Now maybe you think it's just fine if fools want to kill themselves and it's no business of the government to tell them not to. (I won't speculate about what freedoms you don't want people to have, I'll stipulate for the sake of argument that you aren't an outrageously blatant hypocrite. But do think about that.)

Here's the problem.  Two thirds of the cost of treatment for motorcycle-related injuries are borne by the public, mostly Medicaid. Bikers who are disabled cannot work, and usually become public charges. They, along with the dead ones, no longer pay taxes and their families are deprived of support, may also become public charges, and in any event their children and other loved ones will suffer. While your liberty to be a moron is at stake, so is my liberty not to have to pay for your foolishness.

This is the fundamental problem with libertarianism. All decisions involve tradeoffs between one person's liberty and another's. Your liberties don't stop with you.


Tuesday, March 28, 2017

Ratcheting up


Here's a long form piece in the Gray Lady about the history, present and likely future of Medicaid. I think you should read the whole thing but I'll give you a couple of pull outs.

Medicaid started small, as a minor add-on to Medicare. Originally, it was coupled to what was generally called "welfare," Aid to Families with Dependent Children, and hardly anybody noticed. But over the years, bit by bit, Democrats managed to expand its scope to include people with disabilities, elderly people in nursing homes, and low income families that were not on welfare. By now, the assumption that able-bodied adults should be able to afford health insurance is decisively false.

In fact, far from creating a culture of dependency and discouraging people from working, Medicaid makes work possible for people with children with disabilities and/or severe health care needs; or elderly relatives who need care. And it keeps people in the labor force who need health care to be able to work. So part of the cost is recouped in taxes. Anyway, people generally don't seem to understand that government spending isn't like household spending. Every dime spent on Medicaid is income for health care providers, pharmaceutical and medical device manufacturers, and related services; and profit for shareholders.

Medicaid pays for half of all childbirths in the U.S. A large majority of Americans either benefit from it themselves, or have friends and relatives who do. The Republicans' disastrous American Health Care Act would have taken Medicaid away from the population that benefited from the ACA expansion, and then gradually reduced funding over the years forcing the states to spend more of their own money, or drop beneficiaries and services. That turned out to be politically impossible.

The Republicans aren't going to take away Medicare or Social Security either. Once people got these benefits, and realized how much better they made life for everybody, eliminating them became politically impossible.
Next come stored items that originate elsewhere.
PR #3005, opened 2017-06-06
Add official editEvent method in Schedule component

TheBrockEllis:
This PR adds the official `editEvent(event)` method of FullCalendar to the Schedule component. It renames the internally used `editEvent` method to `_editEvent()` and also renames the internal `findEvent()` method as well. Updates to showcase documentation are included.

Please let me know if there is anything I can do to help get this change merged. Thanks so much for all your hard work!

### DIFF
--- a/src/app/components/schedule/schedule.ts
+++ b/src/app/components/schedule/schedule.ts
@@ -221,7 +221,7 @@ export class Schedule implements DoCheck,OnDestroy,OnInit,OnChanges,AfterViewChe
                 });
             },
             eventDrop: (event, delta, revertFunc, jsEvent, ui, view) => {
-                this.updateEvent(event);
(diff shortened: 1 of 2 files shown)


cagataycivici:
What is the use case? Thanks.

TheBrockEllis:
In my case, I'm storing additional data on the event (like `capacity` for an event that people can register for). When a user wants to register for an event, I must edit the `capacity` and redisplay the event on the calendar. According to [FullCalendar](https://fullcalendar.io/docs/event_data/updateEvent/), it needs the original event object and not a recreated one, so I would need to use  the `updateEvent()` proper to make those changes to the event without destroying the event and creating a brand new event.

Hope that makes sense. =)

ohtwadi:
+1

He was obviously lying, as he always does, but when Ronald T. Dump was campaigning for president, he promised to protect Medicare, Medicaid and Social Security, and even to provide health care for all. He knew he needed to speak those lies in order to have a chance. Of course, in reality, he supported Paul Ryan's bill that would have destroyed Medicaid. But they failed. Now we can go about the business of continuing to expand Medicare and Medicaid, providing a public option on the ACA exchanges, and one day --

Universal, comprehensive, single payer national health care. That is our right.

Monday, March 27, 2017

Reclaiming Truth


When the Internet, and particularly the World Wide Web were young, many people had a utopian vision of a global free market of knowledge and ideas. Everyone could contribute to the total mass of truth, logic and debate, and we would ultimately enter an age of enlightenment.

Something like the opposite seems to have happened. Lots of people have gone through the looking glass into their own alternate realities. We have a "president" who lies so habitually that it's a surprise if he says anything that's true. Yet his true believers enthusiastically follow him into opposite world. We have the outlandish pizzagate, global climate change denial, birtherism  . . .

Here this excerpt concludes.